Global Nomads: Experiencing Life in the In-Between

"Where are you from?"

My most dreaded question. The attention suddenly turns to me, and while I may smile at this expressed interest in me, on the inside I'm squirming - hastily trying to determine the easiest way to answer this question. I am, to many people, somewhat of a cultural oddity. With my indistinct facial features and collection of accents, I am frequently the subject of disconcerting scrutiny and analysis or blank looks of confusion. To those unlike me, I am a categorization nightmare, not easily pigeon-holed within the narrow constructs of cultural identity.

In today's society however, I am not altogether uncommon. I am, like many others I know, the physical flesh and blood embodiment of cultural globalization. We are the children born to parents who actively participated in the rise of globalization and the global economy. My mother is Chinese and my father is Pakistani. While my passport says that I am Canadian, I have spent the majority of my life bouncing between cities in Asia, North America and Europe. The richness and colorful diversity of all these cities, their residents and visitors have been critical in constructing the multiple layers of my cultural identity. The interactions I have had with different people over the years are all integral to how I define myself today.
As adults, we become cultural chameleons, with a cultural identity that is fluid and individually determined. For example, my interpretations and perceptions of home are much more malleable and encompassing than for most.

My cultural identity can also subconsciously shift and alter depending on where I am and with whom I am conversing. Sometimes I am very conscious of this transition, hoping to put a new acquaintance at ease by connecting to what is familiar to them. At a recent conference, I commiserated with a Korean-American man, the educational pressures of growing up with strict Asian parents, having fully experienced those pressures in my own life. A few minutes later, I chatted with a Kuwaiti woman about the various cities in the Gulf and growing distortion in the perceptions of Muslims in the US. This was equally personal to me as my father is Muslim. Shortly thereafter, I had a discussion with a former professor between the differences in the quality of life in Toronto and New York City, as he has resided in Ontario for the past fifteen years. Later that day, I logged onto my laptop at work - the wallpaper is set to a beautiful picture of two sun-kissed rustic Italian villas on the edge of Lago di Como - as I had lived in the hills around Lake Como and that image provides me with a sense of familiarity and calm.

Generally, people are defined by the culture that surrounded them as a child. For many, it is based on their parents' backgrounds and/or where they grew up. Often these are both the same. For the large majority, the development from childhood through adulthood occurs primarily in one country. It is a rather linear and consistent process. Global Nomads however, lack this consistency. We moved from country to country at a time when our identity and perceptions of home were in the preliminary stages of formation. As children, we embraced and absorbed each culture instinctively, like a thirsty sponge, receptive to the unknown and foreign. Without prejudice and with child-like curiosity, a desire to engage the "other" naturally develops.
Growing up in a constant state of transition amidst different cultures, we experience globalization in a very tangible way, finding comfort in a cross-cultural world. Global Nomads prefer to blur the boundaries, erase the differences and thrive in the in betweens. We live in the global and the local simultaneously - experiencing life from both perspectives.

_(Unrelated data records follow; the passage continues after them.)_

PR #79, opened 2016-12-06
EmbeddedField('string') fails if corresponding EmbeddedDocument is not registered yet

lafrech:
I'm defining an EmbeddedDocument like this:

```py
@db_instance.register
class User(EmbeddedDocument):
    score = fields.EmbeddedField('Score')
```

I provide `Score` as as string because 

- either at import time, the module defining it is not imported yet (and I'd rather avoid it for circular import reasons)

- either it is defined further in the file

Unfortunately, it fails because umongo tries to resolve the EmbeddedDocument right away (no lazyness).

I'm pretty sure you introduced the possibility to use a string precisely for those use cases, right? So I'd call it a bug.

This PR provides a simple failing test.

At import time, `_patch_field` stuff from the builder tries to access `nested` property, which in turns calls `embedded_document_cls` property, which calls `retrieve_embedded_document`.

Traceback:

```
___________________________________________________________________________________________ TestFields.test_embedded_field ___________________________________________________________________________________________

self = <tests.test_fields.TestFields object at 0x7f4cb00f2e10>

    def test_embedded_field(self):
    
        @self.instance.register
        class EmbeddedDocument_A(EmbeddedDocument):
            field = fields.IntField()
    
        @self.instance.register
>       class EmbeddedDocument_B(EmbeddedDocument):

tests/test_fields.py:329: 
_ _ _ _ _ _ _ _ _ _ _ _ _ _ _ _ _ _ _ _ _ _ _ _ _ _ _ _ _ _ _ _ _ _ _ _ _ _ _ _ _ _ _ _ _ _ _ _ _ _ _ _ _ _ _ _ _ _ _ _ _ _ _ _ _ _ _ _ _ _ _ _ _ _ _ _ _ _ _ _ _ _ _ _ _ _ _ _ _ _ _ _ _ _ _ _ _ _ _ _ _ _ _ _ _ _ _ 
umongo/instance.py:103: in register
    implementation = self._register_embedded_doc(template)
umongo/instance.py:117: in _register_embedded_doc
    implementation = self.builder.build_embedded_document_from_template(template)
umongo/builder.py:279: in build_embedded_document_from_template
    schema_cls = self._build_schema(template, schema_bases, schema_nmspc)
umongo/builder.py:200: in _build_schema
    self._patch_field(field)
umongo/builder.py:194: in _patch_field
    for embedded_field in field.schema.fields.values():
../../../.virtualenvs/proleps/lib/python3.4/site-packages/marshmallow/fields.py:391: in schema
    if isinstance(self.nested, SchemaABC):
umongo/fields.py:390: in nested
    return self.embedded_document_cls.Schema
umongo/fields.py:404: in embedded_document_cls
    self.embedded_document)
_ _ _ _ _ _ _ _ _ _ _ _ _ _ _ _ _ _ _ _ _ _ _ _ _ _ _ _ _ _ _ _ _ _ _ _ _ _ _ _ _ _ _ _ _ _ _ _ _ _ _ _ _ _ _ _ _ _ _ _ _ _ _ _ _ _ _ _ _ _ _ _ _ _ _ _ _ _ _ _ _ _ _ _ _ _ _ _ _ _ _ _ _ _ _ _ _ _ _ _ _ _ _ _ _ _ _ 

self = <umongo.instance.Instance object at 0x7f4cb00f2cf8>, name_or_template = 'EmbeddedDocument_C'

    def retrieve_embedded_document(self, name_or_template):
        """
            Retrieve a :class:`umongo.embedded_document.EmbeddedDocumentImplementation`
            registered into this instance from it name or it template class
            (i.e. :class:`umongo.EmbeddedDocument`).
            """
        if not isinstance(name_or_template, str):
            name_or_template = name_or_template.__name__
        if name_or_template not in self._embedded_lookup:
            raise NotRegisteredDocumentError(
>               'Unknown embedded document class `%s`' % name_or_template)
E           umongo.exceptions.NotRegisteredDocumentError: Unknown embedded document class `EmbeddedDocument_C`

umongo/instance.py:67: NotRegisteredDocumentError
```

### DIFF
--- a/tests/test_fields.py
+++ b/tests/test_fields.py
@@ -8,6 +8,7 @@ from uuid import UUID
 from umongo.data_proxy import data_proxy_factory
 from umongo import Document, EmbeddedDocument, Schema, EmbeddedSchema, fields, Reference
 from umongo.data_objects import List, Dict
+from umongo.exceptions import NotRegisteredDocumentError
 
 from .common import BaseTest
 
@@ -332,6 +333,12 @@ class TestFields(BaseTest):
             embedded_list_a = fields.ListField(
                 fields.EmbeddedField('EmbeddedDocument_A')
             )
+
+        # Can't make Marshmallow Schema before every EmbeddedField is resolved
+        with pytest.raises(NotRegisteredDocumentError):
+            schema = EmbeddedDocument_B.schema.as_marshmallow_schema()
+        with pytest.raises(NotRegisteredDocumentError):
+            schema = EmbeddedDocument_B.schema.fields['embedded_c'].as_marshmallow_field()
 
         @self.instance.register
         class EmbeddedDocument_C(EmbeddedDocument):
--- a/tests/test_fields.py
+++ b/tests/test_fields.py
@@ -326,13 +326,24 @@ class TestFields(BaseTest):
             field = fields.IntField()
 
         @self.instance.register
-        class EmbeddedDocument_B(EmbeddedDocument):
+        class EmbeddedDocument_B(Document):
             embedded_a = fields.EmbeddedField('EmbeddedDocument_A')
             embedded_c = fields.EmbeddedField('EmbeddedDocument_C')
+            embedded_list_a = fields.ListField(
+                fields.EmbeddedField('EmbeddedDocument_A')
+            )
 
         @self.instance.register
         class EmbeddedDocument_C(EmbeddedDocument):
             field = fields.IntField()
+
+        @self.instance.register
+        class EmbeddedDocument_D(Document):
+            embedded_list_b = fields.ListField(
+                fields.EmbeddedField('EmbeddedDocument_B')
+            )
+            embedded_b = fields.EmbeddedField('EmbeddedDocument_B')
+
 
     def test_complexe_list(self):
 
--- a/tests/test_fields.py
+++ b/tests/test_fields.py
@@ -319,6 +319,21 @@ class TestFields(BaseTest):
         repr_d = repr(d.get('list'))
         assert repr_d == "<object umongo.data_objects.List([2, 3, 4, 5])>"
 
+    def test_embedded_field(self):
+
+        @self.instance.register
+        class EmbeddedDocument_A(EmbeddedDocument):
+            field = fields.IntField()
+
+        @self.instance.register
+        class EmbeddedDocument_B(EmbeddedDocument):
+            embedded_a = fields.EmbeddedField('EmbeddedDocument_A')
+            embedded_c = fields.EmbeddedField('EmbeddedDocument_C')
+
+        @self.instance.register
+        class EmbeddedDocument_C(EmbeddedDocument):
+            field = fields.IntField()
+
     def test_complexe_list(self):
 
         @self.instance.register
--- a/umongo/builder.py
+++ b/umongo/builder.py
@@ -190,9 +190,9 @@ class BaseBuilder:
         field.instance = self.instance
         if isinstance(field, ListField):
             self._patch_field(field.container)
-        if isinstance(field, EmbeddedField):
-            for embedded_field in field.schema.fields.values():
-                self._patch_field(embedded_field)
+#        if isinstance(field, EmbeddedField):
+#            for embedded_field in field.schema.fields.values():
+#                self._patch_field(embedded_field)
 
     def _build_schema(self, template, schema_bases, schema_nmspc):
         # Recursively set the `instance` attribute to all fields
@@ -235,7 +235,8 @@ class BaseBuilder:
 
         # _build_document_opts cannot determine the indexes given we need to
         # visit the document's fields which weren't defined at this time
-        opts.indexes = _collect_indexes(nmspc.get('Meta'), schema.fields, bases)
+        #opts.indexes = _collect_indexes(nmspc.get('Meta'), schema.fields, bases)
+        opts.indexes_args = nmspc.get('Meta'), schema.fields, bases
 
         implementation = type(name, bases, nmspc)
         self._templates_lookup[template] = implementation
--- a/umongo/builder.py
+++ b/umongo/builder.py
@@ -11,7 +11,8 @@ from .embedded_document import (
 from .exceptions import DocumentDefinitionError, NotRegisteredDocumentError
 from .schema import Schema, on_need_add_id_field, add_child_field
 from .indexes import parse_index
-from .fields import ListField, EmbeddedField
+# from .fields import ListField, EmbeddedField
+from .fields import ListField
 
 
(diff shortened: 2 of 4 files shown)


lafrech:
I found two issues preventing the call of `fields.EmbeddedField('Score')` while `Score` is still undefined. It happens in the builders, when passing from template to instance.

#### Recursively pass instance through fields

This is what fails in traceback above. The builder tries to add a reference to `instance` to all fields recursively (into `ListField` and `EmbeddedField`). To loop on the fields inside the `EmbeddedField`, it needs to know the schema.

I managed to postpone this so that it is done only on the first access to `embedded_document_cls`, like this:

```py
    @property
    def embedded_document_cls(self):
        """
        Return the instance's :class:`umongo.embedded_document.EmbeddedDocumentImplementation`
        implementing the `embedded_document` attribute.
        """
        if not self._embedded_document_cls:

            self._embedded_document_cls = self.instance.retrieve_embedded_document(
                self.embedded_document)

            def _patch_field(instance, field):
                # Recursively set the `instance` attribute to all fields
                field.instance = instance
                if isinstance(field, ListField):
                    _patch_field(field.container)

            for embedded_field in self.schema.fields.values():
                _patch_field(self.instance, embedded_field)

        return self._embedded_document_cls
```

It might look hackish but it seems to work.

#### Indexes collection

But there's another problem. The document builder then fails at `_collect_indexes`. At registration time, the builder wants to get the indexes, and for that, it needs to inspect the fields recursively in the schema (the recursion occurs in `map_to_fields` in the `EmbeddedField`).

A way around this could be to postpone indexes collection (lazyness again) to their first use. This could be achieved more or less the same way: make `indexes` a `property` of `opts` and resolve it the first time it is called:

```py
    @property
    def indexes(self):
        if not self._indexes:
            # Insert collect indexes logic here
            # ...
        return self._indexes
```

except it is a bit more complicated here because the collect function needs values known at registration time by the `Builder` instance that we must store in the `DocumentOpts` instance until the first call to `opts.indexes`.

The new commit in this PR tries to do that quick and dirty just to see if it would work. Tests pass...

#### `EmbeddedField.as_marshmallow_field()`

There might be a third issue, though.

`EmbeddedDocument`'s `as_marshmallow_field` method uses  `self._embedded_document_cls`.

I'm not sure why you used `self._embedded_document_cls` here and not `self.embedded_document_cls`.

I changed it to `self.embedded_document_cls`, but the problem remains.

If it is called before the `EmbeddedDocument` is resolved, it will fail (see third commit).

I don't see any way around that. You can't make the schema before the EmbeddedDocument is created. Well unless we manage to also postpone the schema creation, pass a string to `ma_fields.Nested` in `EmbeddedField.as_marshmallow_field()`, and later register the schema in Marshmallow's class_registry ([which is forbidden as it is private API](https://github.com/marshmallow-code/marshmallow/blob/dev/marshmallow/class_registry.py#L8)). This doesn't sound good.

Maybe it is an acceptable limitation.

I'm a bit worried about it. We organize our flask app in modules following the [divisional structure](http://exploreflask.com/en/latest/blueprints.html#divisional), each module containing model.py, resources.py and schema.py. Worries begun when needing (for instance) to embed an EmbeddedDocument from module A in a Document from module B and link a Document from B in a Document from A. That's when `EmbeddedDocument('String')` should kick in. This PR might solve this use case, but we also create the API schema in schema.py in each module so Marshmallow schema are created at module import time before all Document and EmbeddedDocument classes are created.

I'd rather not redesign the whole app following the [functional structure](http://exploreflask.com/en/latest/blueprints.html#functional-structure)...

It does not look trivial, so I don't expect an immediate answer (please surprise me !), but can you tell me already if you expect umongo to support this feature (I mean `fields.EmbeddedField('Score')`, not the `as_marshmallow_schema` stuff)?

(It's a pity flake issues prevent the other tests from running.)

lafrech:
I just tested this with my app for further testing.

I can confirm those "fixes" allow me to cross-embed `EmbeddedDocument` across models from different modules imported sequentially, thanks to lazy resolution. And more trivially to manage the "`EmbeddedDocument` declared later" case.

I'm still in trouble when creating API schemas for module A if it embeds an `EmbeddedDocument` from module B and module B loads after module A, but I think I'm on my own here.

There has to be a limit to lazyness (trust me, I've been trying hard to reach it, never did !). umongo is not responsible for what I do with the schemas it creates. So if I decide to add further treatment in schema.py in each module at import time, this is my own problem.

Currently, for instance each module registers its API schemas in the API spec at import time, so the whole app is already broken if I have schemas for cross-embedded modules: module A registers its schemas, it has to load module B, which in turn has to load module A. umongo's `as_marshmallow_schema` adds nothing to the problem.

This is a design issue on my side. Maybe using functional structure would solve this. Maybe it would raise other issues. I'm interested by feedback from anyone courageous enough to have read all this gibberish.

#### TL; DR

- The `as_marshmallow_schema` issue is on user side, not umongo's. Pretend I didn't mention it.

- The fixes in the PR do solve the issue. They need serious rework, though. Not to mention units tests. Do you agree on the principle?

talwrii:
I really wanted this feature today (for recursive embedded documents).

talwrii:
Hmm, I'm keen to get something like this implemented.

If I get this rebased against the version 3 beta and fix any errors do you think I might be able to get this into the 3.0 release?

lafrech:
Great @talwrii.

This thread is old and I didn't go through it again. I think it needed not only tests but also a serious rework. Not sure whether it is easier to rebase or start from scratch. But yes, I'd be happy to get help solving this, so if you think you can do it, that's fantastic.

And I'm happy to have umongo 3 beta testers. My own app code doesn't use all features, so it's nice to have it tested on other codebases.

lafrech:
Update.

**Recursively pass instance through fields**

I removed the embedded document case as it was useless (#308) so this is not an issue anymore.

**Indexes collection**

Still an issue.

But since I removed the use of opts.indexes in `DuplicateKeyError` management (#309), those collected indexes are only used (internally) in `ensure_indexes`.

A plan could be to postpone indexes collection by making it manual through a method in `Instance`. That method could be called automatically in `ensure_indexes`.

And then this issue would be fixed.

lafrech:
We can add a `collect_indexes` method to DocumentImplementation, or even make it a cached property.

But since the method access the parent class indexes it must either run in the right order (hard to enforce if called manually) or be recursive (a cached property would fit the recursive requirement).

Since the doc would be registered, all its parents would be registered as well so their indexes would be collectable already.

I see no blocker here.

I begun drafting something.

I noted a test broken because a wrongly defined embedded doc wouldn't raise on registration due to collect_indexes not being called. This is a side effect. We may have to fix or ignore.

Issue #71, opened 2016-11-22
ListField not validated on append


lafrech:
I'm not sure whether this is expected behavior or not.

One can set a validator on a `ListField`, but it is used only when setting values, not when appending.

Here's a trivial example:

```py
        @db_instance.register
        class Doc(Document):
            l = fields.ListField(
                fields.IntField,
                validate=NoneOf(([1, 2, 3],))
            )

        d = Doc()

        with pytest.raises(ValidationError):
            d.l = [1, 2, 3]

        d.l = [1, 2]

        # The test fails here. No Exception raised.
        with pytest.raises(ValidationError):
            d.l.append(3)

        # However, an exception is raised here.
        with pytest.raises(ValidationError):
            d.l = d.l
```

This does not seem consistent. Assuming this is a bug/shortcoming, I'm not sure how I would address this.

My use case is a custom validator that checks a subitem is unique in a list of embedded documents: I have a ListField of EmbeddedField and I want to be sure that there is not two embedded documents with the same value for some specific field (or list of fields).

The validator is applied to the list, as it can obviously not be applied to the embedded documents individually.

Worse, I need it to be applied not only when an embedded document is appended to the list, but also when an embedded document in the list is mutated. If the latter is not feasible, I guess I can work this around by making the field read_only in my API. Better than nothing.

lafrech:
Unless I'm missing something, this is a really blocking issue, as this allows to set invalid data that will not be checked even at commit time.

I could modify `List` to keep a reference to its parent field and call

```py
    self._parent_field._validate(self)
```

in `set_modified` to ensure the field is validated each time the list is modified.

However, this is not satisfying because

- The validation error will be raised after the data is modified, so if the error is caught, the data is still wrong.

- This does not address the mutation of a `List` element. Not sure how this could be addressed.

Or should we live with it? In this case, it would be nice to at least validate the data on commit. I dug a bit into this and I'm afraid it's not easier.

What I can do is add pre_insert / pre_update methods in `Doc` where I manually validate the values:

```py
self.Schema().fields['l'].validate(self.l)
```
Is there a better workaround for this?

touilleMan:
You're totally right, this is a serious issue.

> Worse, I need it to be applied not only when an embedded document is appended to the list, but also when an embedded document in the list is mutated. If the latter is not feasible, 

This should be feasible with umongo !

> I could modify List to keep a reference to its parent field and call

[...]

PR #80, opened 2016-12-08
Can't copy/deepcopy a Document or EmbeddedDocument

lafrech:
I just noticed `Document` and `EmbeddedDocument` break `copy.copy` and `copy.deepcopy`.

Failing tests attached.

### DIFF
--- a/tests/test_document.py
+++ b/tests/test_document.py
@@ -1,5 +1,6 @@
 import pytest
 from datetime import datetime
+from copy import copy, deepcopy
 from bson import ObjectId, DBRef
 
 from umongo import (Document, EmbeddedDocument, Schema, fields, exceptions,
@@ -331,6 +332,14 @@ class TestDocument(BaseTest):
 
         with pytest.raises(NotImplementedError):
             Doc()
+
+    def test_copy(self):
+        john = self.Student(name='John Doe', birthday=datetime(1995, 12, 12), gpa=3.0)
+        copy(john)
+
+    def test_deepcopy(self):
+        john = self.Student(name='John Doe', birthday=datetime(1995, 12, 12), gpa=3.0)
+        deepcopy(john)
 
 
 class TestConfig(BaseTest):
--- a/tests/test_embedded_document.py
+++ b/tests/test_embedded_document.py
@@ -1,4 +1,5 @@
 import pytest
+from copy import copy, deepcopy
 from marshmallow import ValidationError
 
 from umongo.data_proxy import data_proxy_factory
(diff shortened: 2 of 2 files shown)


touilleMan:
https://docs.python.org/3.6/library/copy.html#module-copy

We could use `__copy__()` and `__deepcopy__()` special methods to solve this trouble. I'm not sure whether we should allow copy/deepcopy or not given they can bring subtle errors quickly (for example shallow copy of a document with embedded fields, then modifying the embedded field)

So want we can do for the moment is just raise a `RuntimeError` explaining copy and deepcopy are not allowed. And wait to have a better view (for example fixing #71 first) before doing more.

lafrech:
> We could use `__copy__()` and `__deepcopy__()` special methods to solve this trouble.

From what I've read, yes, we may use those to specify the behaviour we expect. Sometimes, people use them to fix what they have broken when playing with `__getattr__()`, while they should be fixing their mess instead, but in umongo, there may be things that need to be addressed in dedicated `__copy__` and `__deepcopy__` methods anyway.

>  I'm not sure whether we should allow copy/deepcopy or not given they can bring subtle errors quickly

I stumbled upon this while trying to deepcopy an `EmbeddedDocument` with several nesting levels. I ended up crating a `copy()` method at each level that in fact returns a deep copy, which is what I want. Supporting deepcopy would have avoided doing this in the model code.

I don't think the concept of copy/deepcopy is problematic. It should be pretty clear to anyone that an `EmbeddedDocument` is mutable and not duplicated when shallow copying parent Doc/EmbeddedDoc.

However, regarding `Document`, I'm not sure what the user would expect. If you copy a Document, you also copy the ID, but since you're copying it, you'll probably want a different ID, otherwise you'd be working on the original instance. Maybe the copy should return a Document with the same fields except for the ID field (and `is_created` set to False, see https://github.com/Scille/umongo/issues/83). But doing so, are we beginning to walk a dangerous path, making too many assumptions?

Overall, I'd say:

- copy / deepcopy should behave like usual copy / deepcopy: deepcopy duplicates everything while copy does not duplicate nested structures.

- I don't see anything specific to do for `EmbeddedDocument` (but should we add `__copy__`/`__deepcopy__` methods or is today's error fixable in the first place?)

- [deep|]copying a doc could return a different doc, with no id (unless the doc has an explicit id field) and `is_created` set to False, as if the doc had just been instantiated from scratch with the same values.

> So what we can do for the moment is just raise a RuntimeError explaining copy and deepcopy are not allowed. And wait to have a better view (for example fixing #71 first) before doing more.

Alright.

lafrech:
Closing in favor of https://github.com/Scille/umongo/pull/157.

Issue #81, opened 2016-12-11
Auto-indexes in Instance?


lafrech:
What would you think about a kind of semi-automatic opt-in indexes generation like this?

```py
# Mark Document for indexing
@instance.register(auto_index=True)
class MyDocument(Document):
...
```
In Instance:

```py
    def register(self, template, as_attribute=True, auto_index=False):
        # Retrieve the template if another implementation has been provided instead
        template = get_template(template)
        if issubclass(template, DocumentTemplate):
            implementation = self._register_doc(template)
+           if auto_index:
+               self._auto_indexes.append(implementation)
        else:  # EmbeddedDocumentTemplate
+           if auto_index:
+               raise SomeException
            implementation = self._register_embedded_doc(template)
        if as_attribute:
            setattr(self, implementation.__name__, implementation)
        return implementation

+   def ensure_indexes(self):
+       for doc in self._auto_indexes:
+           doc.ensure_indexes()
```

lafrech:
I'm working on a better approach

- using `Meta` in `Document` to specify `auto_indexes`
- using an `auto_indexes` attribute in `LazyInstance` to force `auto_indexes` on all `Document`s at `init`

touilleMan:
`ensure_indexes` has been dropped by pymongo due to potential concurrency issues when dropping & recreating rapidly the database. This leave us only with `create_indexes` which doesn't internally hold a timer, meaning each request should send a `create_indexes` first before actually send the request.

This is currently what happens with [mongoengine + pymongo>=3](https://github.com/MongoEngine/mongoengine/issues/1446), so I think requiring user to explicitly create the indexes makes him to to integrated it into workflow instead of relying on half broken magic.

PR #82, opened 2016-12-12
Add auto_indexes feature to LazyInstance

lafrech:
Closes https://github.com/Scille/umongo/issues/81.

What do you think about this ?

It works only on documents that are already registered when calling `instance.init()`.

TODO:

- [ ] Add tests for drivers other than PyMongo (currently only PyMongo is tested)

- [ ] Document the feature

- [ ] Also ensure indexes on documents registered after `instance.init()`?

### DIFF
--- a/tests/frameworks/test_pymongo.py
+++ b/tests/frameworks/test_pymongo.py
@@ -9,6 +9,7 @@ from ..fixtures import classroom_model, instance
 from umongo import (Document, EmbeddedDocument, fields, exceptions, Reference,
                     Instance, PyMongoInstance, NoDBDefinedError)
 
+from umongo.builder import camel_to_snake
 
 # Check if the required dependancies are met to run this driver's tests
 major, minor, _ = get_pymongo_version()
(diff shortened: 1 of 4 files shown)


lafrech:
> Obviously, it works only on documents that are already registered when calling instance.init().

I think this could be addressed in `Instance._register_doc`.

@touilleMan , waiting for your feedback before going any further. This is not critical to us.

touilleMan:
I think this feature is pretty interesting given calling `ensure_index` by hand is cumbersome and error prone ;-)

Few remarks:

1) With not implementing this for `Instance` as well as `LazyLoaderInstance` ?

2) The trouble with implementing this at the generic instance level is `ensure_indexes` won't do the same thing depending of the framework used: the indexes will be up and ready for pymongo were for asyncio and twisted only coroutine has been registered (which will be executed in the future... maybe... or can raise a exception which won't be catched...).
So I would have this feature in the builder given each framework has it own implementation:

```python
class Instance:
    ...
    def register(self, template):
        # overload the default register to add a synchronous creation of indexes if needed
        implementation = super().register(template)
        if self.auto_indexes:
            self.builder.ensure_indexes(implementation)

class LazyLoaderInstance:
    ...
    def init(self, db):
        ...
        # Now we can finish initialization of all the documents
        for doc in self._doc_lookup.values():
            self.builder.ensure_indexes(doc)

class PyMongoBuilder(BaseBuilder):

    BASE_DOCUMENT_CLS = PyMongoDocument

    ...

    def ensure_indexes(self, implementation):
        # For async framework, we create a reactor just for this coroutine so 
        # we end up with something synchronous anyway
        implementation.ensure_indexes()    
```

3) I don't like putting the `auto_indexes` option into the document's meta fields: I feel like document declaration should be independent of it execution as much as possible (we are defining a `Template` after all !). Using `auto_indexes` or not depend of which instance is used and not on what is the document made of.
I think it would be better to add an option to the `instance.register` instead:

```python
instance = Instance(db, auto_indexes=False)

@instance.register(force_auto_indexes_value=True)
class MyDoc(Document):
    ...
```

lafrech:
Thank you for your feedback.

> 1. Why not implement this for Instance as well as LazyLoaderInstance ?

I don't remember why I did not do it for `Instance`. I think I had a reason, probably a bad one...

> 2. & 3.

Good points. 

`register(force_auto_indexes_value=True)` was my first intent in https://github.com/Scille/umongo/issues/81, but then I changed my mind. I shouldn't have...

touilleMan:
I'm closing this because pymongo's ensure_index [has been deprecated](http://api.mongodb.com/python/current/api/pymongo/collection.html#pymongo.collection.Collection.ensure_index).

This makes creating automatically indexes much more complicated (plenty of complex concurrency bugs there, that's the reason pymongo dropped the feature in the first place).

For instance, this "don't bother user with this" approach created serious [perf issues with mongoengine](https://github.com/MongoEngine/mongoengine/issues/1446) that are now complicated to fix.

Current politics and society seemed to have succumbed to a very limited and divisional method of defining culture and identity, serving only to escalate situations and isolate people. Instead of looking for connections, as most Global Nomads do instinctively - too many people are blindly clinging onto what they assume separates them from each other. The innate ability of Global Nomads to connect with others, to negotiate, to understand and empathize on a far greater cultural scale, is seemingly lacking in today's world. It is a resource that I believe should be utilized more. We now live in a world that has to be about building connections, whether they be political, commercial, social or cultural. The more cultures are netted together, the more difficult it will be set them against each other.